What PI may respond to is the agency's onward dispute with the end-client. The contractual position between the agency and the end-client typically includes warranties from the end-client to the agency that the SDS has been produced with reasonable care, and indemnities from the end-client to the agency in respect of tax recovery that arises from a defective SDS. Where HMRC determines an engagement should have been inside and pursues the agency as fee-payer, the agency frequently brings a contractual claim against the end-client to recover the loss it suffers — and that contractual recovery action, if it produces a counter-claim by the end-client alleging that the agency itself failed to operate the rules with reasonable care, can engage PI on the defence side. The cover responds to the defence costs of the end-client's allegation and to any damages or settlement up to limit.
PI may also respond to a claim by the end-client against the agency where the supply chain mechanics produce loss to the end-client — for example, where HMRC uses the transfer-of-liability rules to move the recovery up to the end-client because the agency failed to operate the deemed-employer mechanics correctly. The end-client's claim against the agency is third-party liability arising from the agency's professional services, and is in scope of a recruitment PI policy in the ordinary course.
PI may respond to a claim by the contractor where the agency's operation of the fee-payer mechanics has caused the contractor or the PSC quantifiable loss — for example, an erroneous deduction of PAYE from a payment that ought not to have been treated as inside IR35, leading to a cash-flow loss the contractor evidences. The PI exposure on contractor-led claims is real but in practice less common than end-client-led claims, because contractors usually pursue HMRC for repayment rather than the agency for damages.
What PI does not respond to is the agency's own first-party costs of dealing with the HMRC compliance check — the time of the in-house compliance team, the cost of professional tax advice on the dispute, the agency's own accountant's fees, the cost of remediation across the contractor book. Those are the agency's own commercial costs. A separately-purchased tax investigation insurance product may cover them in some cases; PI will not.
The "reasonable care" standard — what the agency is being judged against
If a claim crystallises against the agency, the standard the court will apply is the standard of a "reasonably competent" recruitment business handling an IR35 status determination question. That standard has hardened steadily through the eight years since the public-sector reforms took effect, and the bar in 2026 is materially higher than the bar in 2018.

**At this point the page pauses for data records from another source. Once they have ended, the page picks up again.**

PR #3765, opened 2025-08-06
[backend] RBAC adding create assesment capa Issue/375 

heditar:
### Proposed changes

* adding the capa "create assessment" to allow creation of scenarion/simulation

### Testing Instructions

1.  call the api to create a scenario with or without the capa

### Related issues

* #375 
*

### Checklist

### DIFF
--- a/openbas-api/src/main/java/io/openbas/service/PermissionService.java
+++ b/openbas-api/src/main/java/io/openbas/service/PermissionService.java
@@ -54,9 +54,7 @@ public class PermissionService {
     switch (action) {
       case READ:
         return grantService.hasReadGrant(resourceId, user);
-      case WRITE:
-        return grantService.hasWriteGrant(resourceId, user);
-      case DELETE:
+      case WRITE, DELETE:
         return grantService.hasWriteGrant(resourceId, user);
       case LAUNCH:
         return grantService.hasLaunchGrant(resourceId, user);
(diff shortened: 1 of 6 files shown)


openbas-model/src/main/java/io/openbas/database/model/Capability.java
```diff
@@ -14,6 +14,14 @@ public enum Capability {
   // Superuser
   BYPASS(null, pair(null, null)),
 
+  // Assesment
+  CREATE_ASSESSMENT(
+      null,
+      pair(ResourceType.SCENARIO, Action.CREATE),
```
RomuDeuxfois, line 20: Export & delete is handle by grant right ?

openbas-api/src/main/java/io/openbas/service/PermissionService.java
```diff
@@ -50,6 +56,8 @@ private boolean hasGrantPermission(
         return grantService.hasReadGrant(resourceId, user);
       case WRITE:
         return grantService.hasWriteGrant(resourceId, user);
+      case DELETE:
+        return grantService.hasWriteGrant(resourceId, user);
```
RomuDeuxfois:
```suggestion
      case WRITE, DELETE:
        return grantService.hasWriteGrant(resourceId, user);
```

openbas-model/src/main/java/io/openbas/database/model/Capability.java
heditar: yes, that should be linked to the READ action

A reasonably competent agency in the current market is expected to: have a documented standard operating procedure for handling SDS receipt from end-clients; have a clear process for assessing whether the SDS has been produced with reasonable care (which is itself a statutory obligation on the end-client and the absence of which can vacate the SDS entirely); have a documented client-led status disagreement process and be willing to operate it where the agency believes the SDS is wrong; have appropriate contractual protections — SDS warranties and tax indemnities — in its MSAs with end-clients; have appropriate contractual flow-down — back-to-back SDS provisions and indemnities — in its contracts with PSCs and umbrellas; maintain records of the SDS, the working practices the contractor actually performed against, and the agency's operation of the rules; and operate PAYE and Class 1 NIC correctly on the deemed direct employment payment where the SDS is inside IR35, including the various edge cases around expenses, materials, and the operation of the apprenticeship levy.
An agency that can document each of those, and produce evidence to underwriters at renewal, is in a different underwriting category from an agency that cannot. The renewal market in 2026 will not write a contract supply book without specific reassurance on the agency's IR35 process maturity, and the wording differences between insurers on the "regulatory investigation" extension and the breadth of the professional-services definition have grown over the past two renewal cycles. The detail matters.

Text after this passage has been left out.